I am almost thinking that I should switch my work schedule (I work 4x10 with Monday off). I could take Wednesday off instead of Monday and do my deadlifts and light squats then. (There is only one gym location I know of that still has the round plates and as luck would have it, it is too far from my house for a workday. All the close locations have those stupid 12-sided plates. Fine for other days but not deadlift day.)

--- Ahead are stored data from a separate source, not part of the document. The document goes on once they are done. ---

PR #11, opened 2015-11-05
Add file logger to capture activity

abought:
Description: https://openscience.atlassian.net/browse/OSF-5085

## Purpose
(relevant) User activity should be logged to a file, not just console- this will aid in providing support and capturing incidents

## Summary of changes
- Add a file handler to log all activity to a single file (initial proof of concept: ~/Library/Logs/osf-offline/osfoffline.log)
- Reduce verbosity of logs: general flow events reduced to debug so they won't appear in normal user activity logs
- Move centralized settings/setup to a module
- Added custom sys.excepthook to capture uncaught exceptions as part of log (needs to be tested)
- Added / enhanced testing options in tasks.py `start_for_tests`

I realize that too many assistance (or even junk exercises) can cause problems. They are easy to put in and hard for me to take out. Having said that, I think the four consecutive day thing is the real killer.
BTW, when I woke up from my nap I still felt off and took my temperature. It was 99.5 (I am usually rock solid at 98.6 in the afternoon if I am not sick) so I may be getting a touch of something. Or maybe it was just the blankets overheated me..
Last edited by Culican; 12-07-2015 at 06:01 PM.
I hate those dodecahedron plates. It's why I left 24hr Lameness a few years ago.
Friday 12/11/15 BW=181, Waist=31.75in, Kcal/day (7 day average)=2779
Bench Press (555): 5x135, 5x155, 3x175*, 3x175*, 5x155, 5x155. *Was supposed to make 5. No improvement since last cycle when I also missed it. I decided to widen my grip on my backoff sets and it felt better. I have been using a narrower than normal grip since Sept because I tweaked my shoulder but that is almost better now. The wider grip does feel a bit stronger for me so I will see if it helps going forward.
Chins: 10xBW, 10xBW, 12xBW
Seated dumbell press: 5x52.5, 5x52.5, 5x52.5 Have been using 50lb on these for a while now and just trying to increase reps. 50s were in use tonight so I grabbed the 52.5s. Now that I have graduated to them, I won't go back down to 50.
Dumbell curls: 6x40, 6x40
Saturday 12/12/15 BW=181, Waist=31.75, Kcal/day (7 day average)=2781
Squats (555): 5x225, 5x260, 3x295*, 3x295*, 5x285, 5x265
*Of course these logs are all fun and games until I start missing my lifts. Then I have to put it out here for all to see. Repeated 295 to see if I could get 5 but couldn't. In penance I raised my two backoff sets up from 260.